If you're breaking seatposts carbon or otherwise you're doing it wrong. Very very wrong.


----------



## Vegancx (Jan 22, 2004)

saird said:


> If you're breaking seatposts carbon or otherwise you're doing it wrong. Very very wrong.


I agree part of the problem is sometimes technique - jumping on the bike instead of stepping on the bike. 

Still, carbon posts aren't designed to take the kinds of forces we put on them in 'cross. That's why even folks with very good technique break carbon posts.


----------



## the mayor (Jul 8, 2004)

I've used USE carbon posts for years....one is from 1997..the others are 2001 and 2006. Never had a problem with any of them. I do about 20-30 races a years...and weigh between 160 to 210(currently 160).
One thing you can not do is clamp them in some bike stands...or over tighten the clamp collar.
your mileage may vary.


----------



## rkj__ (Mar 21, 2007)

I'd suggest aluminum.


----------



## dankilling (Aug 27, 2002)

Scary- Thompson only for my fat arse, please.


----------



## pretender (Sep 18, 2007)

It all depends on whether the seatpost is built from (a) carbon fiber, the material, or (b) carbon fiber, the marketing gimmick used to sell overpriced underbuilt components to weight weenies.


----------



## rkj__ (Mar 21, 2007)

pretender said:


> It all depends on whether the seatpost is built from (a) carbon fiber, the material, or (b) carbon fiber, the marketing gimmick used to sell overpriced underbuilt components to weight weenies.

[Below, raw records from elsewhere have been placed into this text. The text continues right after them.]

PR #385, opened 2018-04-29
New cells are added, no cell format is set.

rentiansheng:
If the cell format is set when the cell is newly added, the cell format set by the column will be lost.

I have added a new SetFormat function to set the cell format. Originally wanted to define the cell format as an enumeration, but too much. Gave up


tealeg:
This PR makes two changes:
- Remove the default numfmt value in NewCell and add a SetFormat method on the cell.
- Add some unrelated time handling functions
The fist of these changes (the one described in the title) has already been made (this PR is now old).  The second seems unrelated and unused.  Therefore I'm closing this PRi

PR #390, opened 2018-05-14
parse XML files about external links.

kawakami-o3:
I'm working on make a formula evaluator.
As a preparation of my job, I have made the patch for parsing XML files about external links.
A file name of external link is included in a formula string. On the other hands, a path to external link
is included in the other XML file. My patch parses this XML file and adds a field "File.ExternalLinks".


tealeg:
Hi @kawakami-o3.  

I'm sorry it took so long for someone to look at this.  If you're still interested this PR would need some tests added before it would be ready for submission.

PR #405, opened 2018-08-06
Fix index out of range.

ricardolonga:


tealeg:
This PR has sat around too long and no longer makes sense.  Sorry about that @ricardolonga.

PR #414, opened 2018-10-05
Add indexed color handling.

akuendig:


tealeg:
@akuendig - nice work, thanks for your efforts.  I've updated this and will now merge.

A carbon fiber seatpost can definitely be made stronger than an aluminum one, of comparable weight, but the problem is they often try to make them too darn light.


----------



## MeLikeyBikey (Aug 14, 2008)

If its all you got, then use it. If you have a choice (old alu SP lying around) use IT. The benefits of a carbon SP are weight and strength but if it breaks the potential harm is...ugh, unimaginable...ouch. The difference in weight is what like 50-100 grams? If that is the difference between coming 1st or 2nd then do it, if its the difference between 70th and 71th I would consider other options for improvement.


----------



## single1x1 (Mar 26, 2005)

make sure to use the torq wrench if you do use carbon, many I've seen broken break at the collar, likely over torqed. I have used a carbon easton ct2 post for one season, but got a thomson w/set back after that, I had started to hear a little creaking, (on the easton) and had it at max extention cause it was a road lengh post- and still just a little shorter then my usual SP height.


----------



## endure26 (Jan 27, 2005)

Nope - the two that folded on my were on my road bike. No jumping involved. One was a Use and the other an early Easton. At the time I was about 175 lbs. I'm guessing, but suspect they both fell victim to overtorquing - trying to get the seat collar on my Litespeed to hold the carbon post without slipping. After my road experience, I've never used a carbon post for cx.


----------



## morganfletcher (Oct 18, 2004)

Nay

Seen way too many broken ones.

Think about the sudden force of a remount.

Nay

Morgan


----------



## Doctor Who (Feb 22, 2005)

After seeing a teammate crack two Ritchey WCS cf seatposts in races last year, I was further convinced of aluminum's better qualities.


----------



## FondriestFan (May 19, 2005)

Using a carbon post for cyclocross is just a decision between risking anal wreckage and saving a few grams vs. taint safety and a bit of extra weight.

I mean, really.


----------



## Andrea138 (Mar 10, 2008)

The used bike I just bought has a carbon seatpost and stem... I'm gonna give it a shot- I'll post photos of any disasters


----------



## atpjunkie (Mar 23, 2002)

*I hear for winter of 2010*

Man-Ginas will be all the rave
you'll be ahead of the trend

is there anyone out there advertising their CF posts as 'designed for the rigors of cx racing"?
if not, someone should, I see a market

no other form of cycling puts a post to the loads a rider jumping on and off indices

just do the wrap / weave sio it can handle fairly constant side/diagonal loads


----------



## Guest (Sep 8, 2009)

the specialied tri cross comes with a carbon post


----------



## Samhain (Jun 14, 2008)

Thomson is the only seatpost I would use for anything offroad related.


----------



## alembical (May 21, 2004)

I like and use the Thompson stuff too, but another post/saddle combination that I think deserves more merit and popularity for cross is the SDG I-Beam stuff. I have been using one on a cross bike for a while now and really liking it. No rails to bend or brake. Just another option to the Thompson.


----------



## colinr (Nov 20, 2006)

Carbon posts for cross is the worst risk/reward equation ever. 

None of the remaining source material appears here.